Run uperf latency test:
[ec2-user@ip-10-10-5-145 uperf]$ export h=10.10.2.207
[ec2-user@ip-10-10-5-145 uperf]$ export proto=TCP
[ec2-user@ip-10-10-5-145 uperf]$ uperf -m workloads/netperf.xml -a -e -p
…
Txn Count avg cpu max min
--------------------------------------------------------------------------------------------------
Txn0 1 2.67ms 0.00ns 2.67ms 2.67ms
Txn1 46138 650.44us 0.00ns 201.36ms 542.42us
Txn2 1 22.06us 0.00ns 22.06us 22.06us
Run uperf throughput test:
[ec2-user@ip-10-10-5-145 uperf]$ uperf -m workloads/iperf.xml -a -e -p
Starting 8 threads running profile:iperf ... 0.00 seconds
Txn1 0 / 1.00(s) = 0 8op/s
Txn2 17.57GB / 30.23(s) = 4.99Gb/s 76208op/s
Txn3 0 / 0.00(s) = 0 0op/s
--------------------------------------------------------------------------------------------------
Total 17.57GB / 32.33(s) = 4.67Gb/s 71252op/s
IV. Conclusion
Below is a summary of our obtained results:
Env | Test description | Latency | Throughput |
---|---|---|---|
OCI | Test between two instances, Same AD | 71.45us | 9.79GB/s |
AWS | Test between two instances, in same Placement group, same AZ | 70.79us | 9.79GB/s |
AWS | Test between two instances, in different Placement group, same AZ | 197.06us | 8.27GB/s |
OCI | Test between two instances, different AD | 696.85us | 9.79GB/s |
AWS | Test between two instances, different AZ | 650.44us | 4.99GB/s |
The configuration of AWS with the Placement group applied performed very similar to OCI running two instances in the same AD.
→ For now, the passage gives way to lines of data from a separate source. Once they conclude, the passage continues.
Issue #7851, opened 2020-12-15
ContactPicker API only on Android?


hamishwillee:
[Contact Picker API](https://developer.mozilla.org/en-US/docs/Web/API/Contact_Picker_API) indicates support on Chrome 80+. However I think this is only supported on Android.

This is based on chrome test where I ran code on desktop:
```
  let test1 = window.ContactsManager;
  let test2 = navigator.contacts;
```
However both cases these are `undefined`. I then looked at https://web.dev/contact-picker/ and this states "only in android".

> Note, test in docs is `const supported = ('contacts' in navigator && 'ContactsManager' in window);` - but there is no indication that `window.ContactsManager` is defined other than that mention of it.

Can we confirm?

Further, we have https://github.com/mdn/browser-compat-data/blob/master/api/ContactsManager.json , but I can't find a defined attribute `navigator.contacts` in https://github.com/mdn/browser-compat-data/blob/master/api/Navigator.json . Would this just be an omission?

ddbeck:
cc: @jpmedley since you added the original `ContactsManager` data in #6277.

I suspect the missing Navigator feature is an omission (and I'd be happy to see a PR adding it).

The https://web.dev/contact-picker/ article links to [a Chrome bug](https://bugs.chromium.org/p/chromium/issues/detail?id=860467) that appears to substantiate the Android-only aspect, though I don't know if there's been any work on expanding that since or what that means for WebView. Perhaps Joe can shed some light on that part of the story.

hamishwillee:
@ddbeck Thanks very much. I've created draft PR for adding Navigator.contacts #8010 - obviously has to be draft until the above questions are resolved. 

@jpmedley in addition to the above, do you know if any additional work has happened to standardize this (currently it is marked as non-standard in the docs and there is no spec listed).

ddbeck:
There's [a spec](https://wicg.github.io/contact-api/spec/), but it's one of these WICG "not a W3C Standard nor is it on the W3C Standards Track" specifications

hamishwillee:
OK, I've added spec in https://github.com/mdn/content/pull/750 (thanks) and added BCD update for ContactsManager in 
https://github.com/mdn/browser-compat-data/pull/8446

When the BCD entries go in then I will add a note in the [API docs](https://developer.mozilla.org/en-US/docs/Web/API/Contact_Picker_API) that this is currently only enabled for android

Rumyra:
[...]

PR #8010, opened 2020-12-18
Add Navigator.contacts

hamishwillee:
This adds `Navigator.contacts`, as discussed in #7851. This is not complete - it still depends on discussion in #7851.

What I've done for now is matched the [ContactsManager BCD info](https://developer.mozilla.org/en-US/docs/Web/API/Contact_Picker_API#Browser_compatibility), but only included the android chromium builds. This might therefore be incorrect if, for example, Opera on Android did not choose to add this.

### DIFF
--- a/api/Navigator.json
+++ b/api/Navigator.json
@@ -534,6 +534,54 @@
           }
         }
       },
+      "contacts": {
+        "__compat": {
+          "mdn_url": "https://developer.mozilla.org/docs/Web/API/Navigator/contacts",
+          "support": {
+            "chrome": {
+              "version_added": false
+            },
+            "chrome_android": {
+              "version_added": "80"
+            },
+            "edge": {
+              "version_added": false
+            },
+            "firefox": {
+              "version_added": false
+            },
+            "firefox_android": {
+              "version_added": false
+            },
+            "ie": {
+              "version_added": false
+            },
+            "opera": {
+              "version_added": false
+            },
+            "opera_android": {
+              "version_added": "57"
+            },
+            "safari": {
+              "version_added": false
+            },
+            "safari_ios": {
+              "version_added": false
+            },
+            "samsunginternet_android": {
+              "version_added": "13.0"
+            },
+            "webview_android": {
+              "version_added": "80"
+            }
+          },
+          "status": {
+            "experimental": true,
+            "standard_track": false,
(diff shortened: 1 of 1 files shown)


api/Navigator.json
```diff
@@ -534,6 +534,54 @@
...
       },
+      "contacts": {
+        "__compat": {
+          "mdn_url": "https://developer.mozilla.org/docs/Web/API/Navigator/contacts",
+          "support": {
+            "chrome": {
+              "version_added": false
+            },
+            "chrome_android": {
+              "version_added": "80"
```
foolip, line 545: Confirmed supported on Chrome for Android and *not* macOS using https://mdn-bcd-collector.appspot.com/tests/api/Navigator/contacts

Moreover, Chrome 80 is confirmed by https://storage.googleapis.com/chromium-find-releases-static/967.html#967ef324a2761a4615713e3fe152423d1715d7f6

api/Navigator.json
```diff
@@ -534,6 +534,54 @@
...
+              "version_added": false
+            },
+            "safari_ios": {
+              "version_added": false
+            },
+            "samsunginternet_android": {
+              "version_added": "13.0"
+            },
+            "webview_android": {
+              "version_added": "80"
```
foolip, line 575: This isn't a given, but the API isn't listed in https://source.chromium.org/chromium/chromium/src/+/master:android_webview/tools/system_webview_shell/test/data/webexposed/not-webview-exposed.txt;l=1;drc=cfec54548aa72c255b28526f3ff2bca676dd6dbb so it's probably right.

foolip (approved):
The data here looks correct.

ddbeck:
> it still depends on discussion in #7851

I think @foolip's comments might have satisfied this. If you agree, then this could come out of draft status. 🙂

vinyldarkscratch (approved):
+1 review -- I was just about to open up a PR for this, then I noticed this PR.  Data matches with what I found, and the status data looks good, this is looking good to me!  I also agree that we can take it out of draft status.

hamishwillee:
Thanks! Out of draft then @ddbeck . FYI I'm likely to be gone until 13th or 14th Jan now.

foolip:
Thanks @hamishwillee!

PR #8012, opened 2020-12-18
Mark Bluetooth API as non-standard track

hamishwillee:
This changes all Bluetooth API classes from `"standard_track": true,` to `false`. As discussed in #7850 the [spec](https://webbluetoothcg.github.io/web-bluetooth/) specifically states that they are non-standard.


ddbeck (approved):
I'll trade hated for done. 😈 Thank you, @hamishwillee! 🎉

Removing the AWS placement group increased latency significantly and shaved off about 10% of throughput.
Cross AZ/AD traffic added more latency, which was expected, but cross AZ also decreased
throughput in AWS – which was rather un-expected. Potential causes for this could be examined in a future blog.